━━━━━ Supplied entries

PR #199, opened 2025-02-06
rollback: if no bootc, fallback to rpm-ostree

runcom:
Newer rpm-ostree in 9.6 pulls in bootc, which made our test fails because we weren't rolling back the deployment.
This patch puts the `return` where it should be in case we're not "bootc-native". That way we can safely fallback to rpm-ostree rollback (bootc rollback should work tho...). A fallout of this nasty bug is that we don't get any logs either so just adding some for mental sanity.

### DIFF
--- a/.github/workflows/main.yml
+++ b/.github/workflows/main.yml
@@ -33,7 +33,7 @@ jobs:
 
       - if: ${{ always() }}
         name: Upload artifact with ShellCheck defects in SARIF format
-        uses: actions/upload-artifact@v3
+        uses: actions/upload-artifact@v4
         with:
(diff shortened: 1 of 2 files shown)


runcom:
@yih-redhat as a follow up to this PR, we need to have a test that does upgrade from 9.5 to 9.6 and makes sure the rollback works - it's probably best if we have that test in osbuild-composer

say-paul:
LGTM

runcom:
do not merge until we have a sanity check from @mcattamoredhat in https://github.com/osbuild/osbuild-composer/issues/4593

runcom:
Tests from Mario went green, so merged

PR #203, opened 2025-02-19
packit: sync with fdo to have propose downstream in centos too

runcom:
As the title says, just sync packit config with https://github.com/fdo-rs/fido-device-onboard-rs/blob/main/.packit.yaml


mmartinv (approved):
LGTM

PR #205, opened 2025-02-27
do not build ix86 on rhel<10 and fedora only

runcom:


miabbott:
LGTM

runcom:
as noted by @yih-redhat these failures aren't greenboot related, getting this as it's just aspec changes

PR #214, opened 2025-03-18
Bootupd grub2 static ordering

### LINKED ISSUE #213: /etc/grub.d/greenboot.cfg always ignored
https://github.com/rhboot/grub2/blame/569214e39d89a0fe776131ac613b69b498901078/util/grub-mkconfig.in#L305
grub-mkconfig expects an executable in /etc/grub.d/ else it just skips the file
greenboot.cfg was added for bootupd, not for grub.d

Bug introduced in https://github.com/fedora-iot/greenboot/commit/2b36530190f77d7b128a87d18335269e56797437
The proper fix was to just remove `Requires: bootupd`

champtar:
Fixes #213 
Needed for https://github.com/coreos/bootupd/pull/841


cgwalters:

━━━━━━━━━━

- **What needs to be done**
If a line above contains the string "fallback", count it, then give the total and nothing else.

- **Response to this task**
2